Every line from the first in the listing below to the line containing "is the caller's." is to be repeated exactly, and no line past it.

+-------+

PR #365, opened 2026-08-21
fix(metrics): report a partial aggregate window instead of asserting completeness

perrozzi:
## Summary

Every route in `metrics_handler.py` that publishes `is_partial` published a **hardcoded `False` on its aggregates path** — the default path, a plain `?days=N` with no `source` and the import date basis. The flag was initialised beside the scan branch that sets it, and the aggregates branch never touched it, so the value was an *assertion* of completeness rather than a measurement. Audit finding **M4**: 99 items of a 6,239-item corpus returned as a complete answer. The reviewer flagged `get_category_metrics`; the same lie was in five other response sites, so all six are wired here.

### The two independent causes, which is the part worth checking

They are not the same fault and neither implies the other, so each gets its own signal and its own tests:

**1. Paging truncation — already detected, then thrown away.** `_query_metric_window` follows the cursor under a bound of `days` pages and, on exhausting the bound with a cursor still open, logged a warning and returned a short list. Its docstring justified that with *"these endpoints have no `is_partial` signal … Nothing in the response shape can express that"* — false even when written, since six response sites in the same file publish the field. It now returns `(items, truncated)`, following the existing `_scan_recent_items` / `_scan_window_items` convention rather than inventing a second one, and the docstring says what the function does. The warning stays as the *operator's* copy of the fact; `truncated` is the caller's.

A third site of the same class came out of tracing it: `/metrics/sources`, `/metrics/personas` and `/feedback/entities` read `gsi1-by-metric-type` with **one unpaged query**, so DynamoDB's 1 MB page limit bounds how many aggregate rows they see. `_read_was_truncated` reports the open cursor. **Reported, not followed** — paging it would change which data the answer is computed from.

**2. The aggregate retention horizon — detected by nothing at all.** This is a property of the *request*, not of a read: it holds even when every query succeeds and returns every row that still exists. Aggregate rows carry a 90-day TTL while `validate_days` admits 365, so `?days=365` queries a sort-key range whose early part DynamoDB has already deleted — the read succeeds, the totals under-report, nothing notices. A window wider than the retention **cannot** be answered completely from aggregates. Declared as `AGGREGATE_RETENTION_DAYS` in `shared/api.py`, beside `MAX_FEEDBACK_WINDOW_DAYS`, which is the ceiling it is in tension with. Strictly `>`: a window *equal* to the retention is still fully covered, and crying partial over a complete answer teaches callers to ignore the flag.

Where an endpoint reads several partitions (one per category, one per sentiment label, three for the summary) truncation in **any** of them makes the answer partial, so the flag ORs across them. Where an endpoint can take either path, the aggregates truncation ORs into whatever the scan path already computed.

`aggregator/handler.py` is **untouched** as instructed. The link is a lockstep test that reads `ttl_days`' default via `inspect.signature` and fails if the aggregator's TTL and the shared constant drift — in either direction.

### Not done

No window is widened or narrowed, no read gained a fallback to scanning, and no stored aggregate is backfilled. `period_days` and the queried date ranges are byte-identical; `/metrics/summary` still costs exactly three queries at every window including 365. Finding M7 (persona dimension bucketing) is untouched.

### One deliberate step beyond the brief

The MCP layer forwards these route bodies **unprojected**, so the newly-honest flag reaches a client whether or not it is declared — and `additionalProperties` is *absent* (not `false`) from both metrics tools' output shapes, so an undeclared `is_partial` validates and is then invisible to a model reading the catalogue. Since the audit's whole argument is that this matters more through MCP than on the dashboard, leaving it undeclared would have shipped the fix and kept the symptom. So `get_metrics_summary` declares it, `get_metrics_breakdown`'s description is corrected (it said *"an aggregate read failed"*, naming one of the two causes and thereby teaching a reader the other could not happen), and `MCP_SERVER_VERSION` moves 3.6.0 → 3.7.0 with the catalogue fingerprint updated in the same commit, as that lockstep test demands. The frontend `MetricsSummary` doc comment and the Dashboard's "exceeded the scan budget" hint described only the scan cause too.

## Tests

New `voc-datalake/lambda/api/test/test_metrics_partial_window.py` (46 cases) and `test_aggregate_retention_lockstep.py` (3 cases). Each module docstring states which mutation makes its assertions fail, per repo convention.

The **route list is derived** from the handler source by AST walk (`@app.<verb>` decorator + a response dict carrying `is_partial`, scoped to each function's own body) rather than hand-copied, so a future endpoint that publishes the flag without wiring it fails instead of silently never being tested. `test_the_derivation_finds_the_routes_that_publish_the_flag` is its positive control — without it an empty derivation would make every parametrized case pass by never running.

Every truncation assertion has a **positive control** asserting `false` on the complementary input, so the suite cannot pass by the flag being unconditionally true — which is the same defect pointing the other way.

## Mutation checks — run, not predicted

Each revert was applied to the working tree, the full suite run, then reverted:

| Mutation | Result |
|---|---|
| `_query_metric_window`'s `return items, True` → `return items, False` | **7 failed**, incl. `TestAggregatePathReportsPagingTruncation::test_a_truncated_aggregate_read_is_reported_partial[/metrics/summary, /metrics/sentiment, /metrics/categories]`, `::test_the_helper_returns_the_flag_beside_the_items`, `::test_one_truncated_partition_out_of_many_makes_the_answer_partial` |
| `_window_exceeds_aggregate_retention` → `return False` | **8 failed**, incl. `TestWindowWiderThanAggregateRetention::test_a_window_beyond_the_retention_is_partial_by_construction` on all **six** routes, `::test_the_predicate_is_about_the_request_not_about_a_read` |
| aggregator `ttl_days: int = 90` → `30` | **2 failed**: `TestAggregateRetentionLockstep::test_the_shared_constant_equals_the_aggregators_ttl_default`, `::test_both_writers_stamp_the_same_horizon` |
| `AGGREGATE_RETENTION_DAYS = 90` → `180` (the other drift direction) | same 2 failed |
| added a `/metrics/unwired` route publishing `is_partial` without wiring it | **3 failed**: the derivation control plus both parametrized suites picking the new route up |
| deleted `is_partial` from `get_metrics_summary`'s `outputSchema` | **3 failed**: `TestMetricsToolsDeclareTheFlagTheyPassThrough` ×2 plus the fingerprint lockstep |

## Build and test results

| Command | Result |
|---|---|
| `mise run build` | **not available** — `mise ERROR no tasks defined in <repo>`. No mise tasks exist in this repo (a known gap; the setup report also flagged build gating as inert). Ran the project's real build instead. |
| `npm run build` (frontend, the repo's `build` script) | **pass**, built in 8.82s |
| `pytest voc-datalake/lambda` | **3169 passed, 0 failed** (base tip 3110; +59 = 49 new cases plus 10 pre-existing that only run once `pydantic`/`aws-xray-sdk` are installed — see below) |
| `ruff check --select F,E4,E7,E9` on all changed Python files | **All checks passed!** |
| `ruff check lambda plugins` (repo-wide gate) | **508** — one *below* the pre-existing 509, not above |
| `npm run typecheck` (frontend) | **pass** |
| `npm run typecheck:cdk`, `typecheck:stream` | **pass** |
| `npx vitest run` (frontend) | **185 files, 3059 passed** |
| `npm test` (CDK) | **279 passed** — see note |
| `npm test` (lambda/stream) | **23 files, 365 passed** |
| `npm run lint` (frontend eslint, `--max-warnings 0`) | **pass** |

**Two environment notes, neither caused by this change:**

- The base suite reported 3110 on a checkout whose venv was missing `pydantic`, `aws-xray-sdk` and the layer deps — with those installed the *unmodified* base collects and passes 3112. My 3169 is measured against that same complete environment, so the delta is +57 from my 49 new cases and the collection differences, not a hidden regression. `aws-xray-sdk` is absent from `requirements-dev.txt` while `aws-lambda-powertools`' tracer imports it; worth a follow-up.
- The CDK suite fails 47/256 on a fresh checkout with `CannotFindAsset: Cannot find asset at voc-datalake/frontend/dist`. That is the missing frontend build, not a code fault: after `npm run build` all 279 pass. Verified pre-existing by stashing my changes.

## Decisions made

- **`_read_was_truncated` for the unpaged index reads.** Not named in the brief, but it is the same fact ("rows exist that were not counted") on three of the six routes being fixed, discarded the same way. Wiring the paging flag while leaving these silent would have left `/metrics/sources` and `/metrics/personas` still able to report a 1 MB-truncated read as complete. Reported only — no paging added.
- **`>` not `>=`** for the retention boundary, with a test on the exact-90 case pinning it.
- **`/feedback/entities`' `issues` map excluded** from the flag. It is a deliberate sample on *both* branches (newest rows of at most 7 days, capped at `limit`); folding it in would make the flag true on nearly every call, which is how a flag stops meaning anything. `is_partial` there describes the counts, matching what the scan branch's flag describes.
- **`test_the_retention_is_narrower_than_the_widest_requestable_window`** asserts the premise, so if retention ever reaches 365 the horizon check becomes provably dead code and fails loudly rather than sitting there as decoration.
- The `TestQueryMetricWindow` docstrings that asserted "these endpoints have no `is_partial` signal" were updated, since that claim is now the opposite of true.

## Agent notes

**What went well.** The brief's insistence that the two causes are independent turned out to be load-bearing for the *code*, not just the review: they need different mechanisms (one per-read and ORed, one computed once from `days`), and a single flag variable seeded by the horizon check and then ORed with each read's truncation is what lets both share one field honestly. Deriving the route list by AST instead of listing it caught a real gap — I'd initially wired only the `/metrics/*` four and the derivation immediately failed on `/feedback/entities`, which publishes the flag from its scan branch and had the same silent aggregates branch.

**What was difficult.** Three things. (1) The MCP boundary is where the audit says this defect actually bites, but touching it means moving `MCP_SERVER_VERSION` and a catalogue fingerprint — I nearly stopped at the handler, which would have shipped a fix whose symptom survived at the surface that matters. (2) Stubbing per-partition truncation needed reading the `pk` back out of a boto3 `Condition`; a `repr()`-based match silently matched nothing (object addresses) and the test passed for the wrong reason until I checked. Reaching through `get_expression()` is the honest way. (3) Getting the test environment green at all: the venv was absent and `pytest` failed at import on `aws_xray_sdk` and `pydantic` before any test ran.

**Repo conventions discovered/confirmed.** Lockstep tests are the idiom for any value owned in one place and consumed in another, and they read the other side's source (`inspect.signature`, regex over TypeScript, JSON schema files) rather than restating it — the point being that a restated copy is the thing that goes stale. Comments carry the *argument*, not a description, and load-bearing ones say why an alternative is wrong. Tests are named as outcomes and module docstrings name the mutation each assertion catches. Positive controls are expected wherever a check could pass by never running. `MCP_TOOLS` is fingerprinted against `MCP_SERVER_VERSION`, so any published-shape edit must bump both in one commit, and the version comment block wants a paragraph arguing major-vs-minor.

**Suggestions for future tasks here.** (a) `mise run build` still does not exist — worth adding, since the harness gates on it and currently cannot. (b) `aws-xray-sdk` belongs in `requirements-dev.txt`; without it `pytest` fails at collection. (c) The CDK suite depends on `frontend/dist` existing, so `npm run build` must precede `npm run test:cdk` — a note in the README's test section would save the next agent the same detour. (d) `ruff check lambda plugins` sits at ~508 pre-existing findings; treating that as a ratchet (assert it never rises) would be a cheap improvement. (e) `/metrics/sources` and `/metrics/personas` still read their index without paging, so a large enough deployment silently answers from one page — now at least *reported*, but the underlying read is worth fixing on its own.

---

## Review convergence (commits 3–6)

The automated review's blocker and all six should-fix items are addressed, plus the nits worth taking. What changed since the first two commits:

**Blocker — the hint was hardcoded English.** `partialCountsHint` now exists in all eight locale files and `MetricsGrid` renders `t('partialCountsHint')`. It went in `common`, beside the `partialWindowHint` the Categories results line already uses, rather than in `dashboard`: the string is about counts being a lower bound, not about the dashboard, and it keeps this file to one namespace — `scripts/i18n-check.mjs` infers a single namespace per file from the first `useTranslation`, so a `dashboard` hook in `MetricsGrid` would have made it misreport this file's existing `exportPdf` keys as missing. `Dashboard.test.tsx` forwards `hint` through its `MetricCard` mock, which was swallowing it, and asserts the copy read from `en/common.json` with a positive control on the complete-window case.

**Every `_query_metric_window` call site is now checked structurally.** `TestEveryCallerUnpacksTheTruncationFlag` asserts by AST that every call unpacks two values, and scans `lambda/` to assert nothing outside `metrics_handler.py` calls the helper at all. This is the case the parametrized suites cannot reach: they only see routes that *publish* the flag, and the failure of a non-publishing caller is not a crash — `items = helper(...)` silently answers `len == 2`.

**`is_partial` is representable everywhere it is emitted.** `SentimentBreakdown`, `CategoryBreakdown`, `SourceBreakdown`, `EntitiesResponse` and a new named `PersonaBreakdown` (replacing an inline generic at the `getPersonas` call site — where a field goes to be invisible) all declare it, pointing at the one canonical statement on `MetricsSummary.is_partial` instead of repeating it. No runtime validator sits in front of these responses, so nothing strips the field: all six getters are plain `fetchApi<T>` with no Zod schema or normalizer, and `useSummaryQuery` adds none.

**MCP coverage, asked in the other direction.** `test_every_mcp_reachable_route_that_publishes_the_flag_has_a_tool_declaring_it` derives the publishing routes from the handler source and the reachable set from the live `DOMAIN_ROUTES`, so `/feedback/entities` being deliberately unexposed is a fact the suite knows rather than a fact a reader has to check. Adding any publishing route to `DOMAIN_ROUTES` now fails until whichever tool serves it declares the field. The declaration is deliberately **not** `required` on these two tools — they forward the body unprojected and fall back to `{}`, so promising a key they do not build would turn an honest empty answer into a schema violation — and that choice is argued at `_IS_PARTIAL_DESCRIPTION` and pinned by a test scoped to `is_partial` alone.

**The retention lockstep no longer imports the aggregator.** It parses `aggregator/handler.py` with `ast`: importing it from an api test executes another package's module scope (a DynamoDB resource, `AGGREGATES_TABLE`), so the test failed for an environmental reason in the same red as real drift. Parsing also made two new assertions possible — no call site overrides `ttl_days` (positional overrides included; a single `ttl_days=30` would leave the lockstep green while those rows expire two months early), and each writer actually reads the parameter rather than stamping a literal. Its scope (bare-name calls inside that one file) is stated so it is not overread.

**Nits taken:** `_read_was_truncated` → `_index_read_was_truncated`; the ~48h TTL deletion lag written into `_window_exceeds_aggregate_retention`'s docstring, with the note that the boundary is the guarantee and not the observed state; and the rationale collapsed from five copies to two canonical statements (`AGGREGATE_RETENTION_DAYS` for the backend, `MetricsSummary.is_partial` for the frontend) with pointers elsewhere. **Nit not taken:** the cost of the truncation cases. Measured rather than assumed — `test_metrics_partial_window.py` runs 49 tests in 1.3s, so shrinking `days` would trade a real invariant (the paging cases sit just inside the retention horizon, which is what makes them about paging and not about the horizon) for nothing measurable.

**Mutations, re-run after the narrowing commits.** Each applied to the working tree, full suite run, then reverted:

| Mutation | Result |
|---|---|
| a `_query_metric_window` call site stops unpacking the flag | caught |
| an aggregator call site passes `ttl_days=30` | caught |
| a writer takes `ttl_days` and stamps a literal instead | caught |
| a publishing route added to `DOMAIN_ROUTES` with no tool declaring the flag | caught |
| `required: ["is_partial"]` added to an unprojected pass-through tool | caught (plus the fingerprint lockstep) |
| the dashboard hint points at a key no locale defines | caught |
| the hint deleted from one locale | caught |

**Gate re-run on the final commit:** `pytest lambda` **3177 passed** · frontend `vitest run` **185 files, 3060 passed** · `npm run lint` (eslint `--max-warnings 0`) pass · `tsc --noEmit` frontend and CDK pass · `ruff check --select F,E4,E7,E9` on the changed Python clean · `ruff check lambda plugins` **508**, unchanged from base · locale parity 31 tests pass · `i18n:check` shows the same two pre-existing `projectDetail:prototypeLink.*` findings as the base and nothing new.

### DIFF
--- a/voc-datalake/frontend/public/locales/de/common.json
+++ b/voc-datalake/frontend/public/locales/de/common.json
@@ -77,6 +77,7 @@
     },
     "settings": "Einstellungen"
   },
+  "partialCountsHint": "Näherungswert: Der gesamte Zeitraum konnte nicht gelesen werden, die Zahlen sind eine Untergrenze",
   "partialWindowHint": "Filter eingrenzen, um alle zu sehen",
   "problemAnalysisPage": {
     "emptyHint": "Erweitere den Zeitraum oder passe die Filter an",
--- a/voc-datalake/frontend/public/locales/en/common.json
+++ b/voc-datalake/frontend/public/locales/en/common.json
@@ -77,6 +77,7 @@
     },
     "settings": "Settings"
   },
+  "partialCountsHint": "Approximate: the full window could not be read, counts are a lower bound",
   "partialWindowHint": "narrow filters to see all",
   "problemAnalysisPage": {
     "emptyHint": "Try expanding the time range or adjusting filters",
--- a/voc-datalake/frontend/public/locales/es/common.json
+++ b/voc-datalake/frontend/public/locales/es/common.json
@@ -80,6 +80,7 @@
     },
     "settings": "Configuración"
   },
+  "partialCountsHint": "Aproximado: no se pudo leer el periodo completo, los recuentos son un límite inferior",
   "partialWindowHint": "acota los filtros para verlos todos",
   "problemAnalysisPage": {
     "emptyHint": "Prueba a ampliar el rango de tiempo o ajustar los filtros",
--- a/voc-datalake/frontend/public/locales/fr/common.json
+++ b/voc-datalake/frontend/public/locales/fr/common.json
@@ -80,6 +80,7 @@
     },
     "settings": "Paramètres"
   },
+  "partialCountsHint": "Approximatif : la période complète n'a pas pu être lue, les décomptes sont une borne inférieure",
   "partialWindowHint": "affinez les filtres pour tout voir",
   "problemAnalysisPage": {
     "emptyHint": "Essayez d'élargir la plage de temps ou d'ajuster les filtres",
--- a/voc-datalake/frontend/public/locales/ja/common.json
+++ b/voc-datalake/frontend/public/locales/ja/common.json
@@ -77,6 +77,7 @@
     },
     "settings": "設定"
   },
+  "partialCountsHint": "概算値: 期間全体を読み取れなかったため、件数は下限値です",
   "partialWindowHint": "すべて表示するにはフィルターを絞り込んでください",
   "problemAnalysisPage": {
     "emptyHint": "期間を広げるかフィルターを調整してください",
--- a/voc-datalake/frontend/public/locales/ko/common.json
+++ b/voc-datalake/frontend/public/locales/ko/common.json
@@ -77,6 +77,7 @@
     },
     "settings": "설정"
   },
+  "partialCountsHint": "근사치: 전체 기간을 읽을 수 없어 집계는 최소값입니다",
   "partialWindowHint": "모두 보려면 필터를 좁히세요",
   "problemAnalysisPage": {
     "emptyHint": "기간을 넓히거나 필터를 조정해 보세요",
--- a/voc-datalake/frontend/public/locales/pt/common.json
+++ b/voc-datalake/frontend/public/locales/pt/common.json
@@ -80,6 +80,7 @@
     },
     "settings": "Configurações"
   },
+  "partialCountsHint": "Aproximado: não foi possível ler o período completo, as contagens são um limite inferior",
   "partialWindowHint": "refine os filtros para ver tudo",
   "problemAnalysisPage": {
     "emptyHint": "Tente ampliar o intervalo de tempo ou ajustar os filtros",
--- a/voc-datalake/frontend/public/locales/zh/common.json
+++ b/voc-datalake/frontend/public/locales/zh/common.json
@@ -77,6 +77,7 @@
     },
     "settings": "设置"
   },
+  "partialCountsHint": "近似值：无法读取完整时间范围，计数为下限",
   "partialWindowHint": "缩小筛选范围以查看全部",
   "problemAnalysisPage": {
     "emptyHint": "请尝试扩大时间范围或调整筛选条件",
--- a/voc-datalake/frontend/src/api/client.ts
+++ b/voc-datalake/frontend/src/api/client.ts
@@ -10,6 +10,7 @@ import type {
   SentimentBreakdown,
   CategoryBreakdown,
   SourceBreakdown,
+  PersonaBreakdown,
   IntegrationStatus,
   ScraperConfig,
   ScraperTemplate,
@@ -42,6 +43,7 @@ export type {
   SentimentBreakdown,
   CategoryBreakdown,
   SourceBreakdown,
+  PersonaBreakdown,
   IntegrationStatus,
   ScraperConfig,
   ScraperTemplate,
@@ -250,7 +252,7 @@ export const api = {
   },
   getPersonas: (range: DateRangeParams, source?: string) => {
     const searchParams = buildSearchParams({ ...range, source })
-    return fetchApi<{ period_days: number; personas: Record<string, number> }>(`/metrics/personas?${searchParams}`)
+    return fetchApi<PersonaBreakdown>(`/metrics/personas?${searchParams}`)
   },
   
   // Chat
--- a/voc-datalake/frontend/src/api/types.ts
+++ b/voc-datalake/frontend/src/api/types.ts
@@ -107,9 +107,20 @@ export interface MetricsSummary {
   avg_sentiment: number
   urgent_count: number
   /**
-   * True when the metrics were computed from a truncated raw-item scan
-   * (review-date basis or source filter on a very large window) and the
-   * counts are a lower bound rather than exact aggregates.
+   * True when the window could not be read in full, so the counts are a lower
+   * bound rather than a total. Three independent reasons, and the route reports
+   * all of them under this one name:
+   *
+   * - the raw-item scan was truncated (review-date basis, or a source filter on
+   *   a very large window);
+   * - a metric partition read stopped before the end of its window;
+   * - the requested window is wider than aggregates are retained for (~90 days),
+   *   in which case the older rows have already been deleted and no complete
+   *   answer exists to give.
+   *
+   * Optional only for backward compatibility with a deployed API that omitted it
+   * on the aggregates path; treat an absent value as `false` (which is what
+   * `?? false` at the call site does) rather than as unknown.
    */
   is_partial?: boolean
   daily_totals: {
--- a/voc-datalake/frontend/src/api/types.ts
+++ b/voc-datalake/frontend/src/api/types.ts
@@ -108,15 +108,17 @@ export interface MetricsSummary {
   urgent_count: number
   /**
    * True when the window could not be read in full, so the counts are a lower
-   * bound rather than a total. Three independent reasons, and the route reports
-   * all of them under this one name:
+   * bound rather than a total. THE canonical statement of this flag on the
+   * frontend — the sibling breakdown types point here rather than repeat it.
+   *
+   * Three independent reasons, reported under one name because the caller's
+   * response to all three is the same:
    *
    * - the raw-item scan was truncated (review-date basis, or a source filter on
    *   a very large window);
    * - a metric partition read stopped before the end of its window;
    * - the requested window is wider than aggregates are retained for (~90 days),
-   *   in which case the older rows have already been deleted and no complete
-   *   answer exists to give.
+   *   so the older rows are already deleted and no complete answer exists.
    *
    * Optional only for backward compatibility with a deployed API that omitted it
    * on the aggregates path; treat an absent value as `false` (which is what
@@ -137,18 +139,38 @@ export interface MetricsSummary {
 export interface SentimentBreakdown {
   period_days: number
   total: number
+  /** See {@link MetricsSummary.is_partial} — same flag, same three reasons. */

+-------+

● **Solution to the problem**:
PR #365, opened 2026-08-21
fix(metrics): report a partial aggregate window instead of asserting completeness

perrozzi:
## Summary

Every route in `metrics_handler.py` that publishes `is_partial` published a **hardcoded `False` on its aggregates path** — the default path, a plain `?days=N` with no `source` and the import date basis. The flag was initialised beside the scan branch that sets it, and the aggregates branch never touched it, so the value was an *assertion* of completeness rather than a measurement. Audit finding **M4**: 99 items of a 6,239-item corpus returned as a complete answer. The reviewer flagged `get_category_metrics`; the same lie was in five other response sites, so all six are wired here.

### The two independent causes, which is the part worth checking

They are not the same fault and neither implies the other, so each gets its own signal and its own tests:

**1. Paging truncation — already detected, then thrown away.** `_query_metric_window` follows the cursor under a bound of `days` pages and, on exhausting the bound with a cursor still open, logged a warning and returned a short list. Its docstring justified that with *"these endpoints have no `is_partial` signal … Nothing in the response shape can express that"* — false even when written, since six response sites in the same file publish the field. It now returns `(items, truncated)`, following the existing `_scan_recent_items` / `_scan_window_items` convention rather than inventing a second one, and the docstring says what the function does. The warning stays as the *operator's* copy of the fact; `truncated` is the caller's.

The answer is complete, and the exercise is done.